Hey there, so in this blog post I am going to describe how face recognition works, and also give a possible application of this technology. I’ll try my best to express what I know and also where it can be applied. If you have ideas or questions, feel free to leave a comment. Alright lets get cooking 👨🍳
First of all, let us consider what face recognition is. Basically a face recognition system is capable of identifying a face when a picture or video is provided. It is one of the applications of artificial intelligence (AI) that has slowly crept into our daily activities. For example consider the following picture below:
So if you use an iPhone the picture above should be very familiar. Its interesting to note that such sophisticated technology was applied to the camera feed. So considering that the face is correctly detected, this can allow the iPhone to focus on those faces and thereby enhance the picture in general. Also newer versions of the iOS classifies pictures taken according to the faces recognised and then groups them by this classification.
Facebook also offers a way of tagging your pictures ( those taken with your friends) automatically, ring any bells? yup face recognition 😎.
Also the Face recognition (popularly referred to as ‘Face ID’) by apple has been met by much fanfare.
So these are very good examples of how an application of AI (face recognition) is already forming part of our daily routine.
The Python API basically makes calls to dlib and then gives an output. So I would recommend downloading and installing the python library. However, if you can’t, that’s alright. I will still explain how the system works in this post anyways.
Great!, now most of the technical stuff is out of the way, lets get back to regular english. Now let’s use the Face ID as a case study. Before we can say that the face recognition system works, it must detect a face, and recognize this face as the owner. This establishes that the first step is detecting a face (how it is done will be addressed shortly). Concerning the issue of recognizing and authenticating the face, its salient to note that the system is not expected to pass 100% of the time. I mean its a system after all and we give allowance to some errors (the fewer the better) that may arise. This library has a 99.38% accuracy according to the Labeled Faces in the Wild benchmark. Yeah its pretty powerful, and yeah lets cut it some slack, even we humans don’t always recognise people 😅.
Back to the subject at hand, the process of Face recogniton can be broken down into four stages.

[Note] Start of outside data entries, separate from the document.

PR #1063, opened 2024-02-23
Update config file and dependencies (bboldx)

dpvc:
This PR fixes the config file for bboldx, and adds this and the other fonts to the dependencies file (since `bboldx` depends on `textmacros`).


zorkow (approved):
lgtm.

PR #1066, opened 2024-02-26
Fix error on empty vec. (mathjax/MathJax#3195)

tsutaj:
This PR resolves https://github.com/mathjax/MathJax/issues/3195

Applied https://github.com/asciimath/asciimathml/commit/36b3cb0a1bac755b4f66a0b49e2e7c9e85cf55bb.


dpvc:
We don't make individual adjustments to the AsciiMath code, but rather, when a new version is released, we update the AsciiMath code to the current version of AsciiMath all at once.  The AsciiMath input jax needs to be updated to be an actual v3 one rather than the hack that patches in the legacy v2 version.  In any case, as we are not updating the v2 legacy code here, as the v2 version is the primary version for this, and we take the legacy version here from that.

dpvc:
Closing this PR, since it will be taken care of when AsciiMath is updated in the next v2 version, or when an actual v3 input jax is created.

Remember we said that detecting the face is very important? well that’s very true. So basically we humans can look at pictures, spot features we associate with human faces(face shapes, nose shape, eye shape, etc…) and then we recognise its a face. This process takes place in split seconds and we don’t even recognise the beauty of our Nervous system 😍. Now the computer doesn’t recognise information the same way we do. So we have to find an efficient and effective way to help it recognise. The Histogram of Oriented Gradients is one of the most effective methods of doing this.
The first procedure when using this method is to turn the picture to black and white. The color of the picture is not required when finding the face. In this model we basically consider every pixel in the converted image and then compare it with every pixel in surrounding it. Then we draw and arrow in the direction which the image is getting darker. Now repeating this for every pixel in the image will give us gradients. However, limiting these comparisons to 16×16 matrix sample space of pixels helps us reduce the number of arrows in the final picture. Then we compare the resulting pattern against other patterns already used in training the HOG model. Tada, we have our image.
This is an example of HOG model:
Alright thats out of the way.
So now we’ve detected a face. Next up is deriving its pose and then projecting. Now basically as humans it follows logically too. In our minds, after we have detected a face we follow to determine if we have seen that person before. Our comparisons follow based on the ‘pose’ we have in our minds.
Fortunately, we have a method of detecting “face landmarks” for our computers. This method is the 68-point method invented by Vahid Kazemi and Josephine Sullivan . So its basically detecting different points around the eyes, the lips and then the facial features. The picture below depicts this :
Now when we have this detection, we can confidently say we have represented this image. If this representation is gotten successfully from a slant image we can ‘project’ it straight. This ensures that we can have similar representation whether a face is sideways or not we can represent it.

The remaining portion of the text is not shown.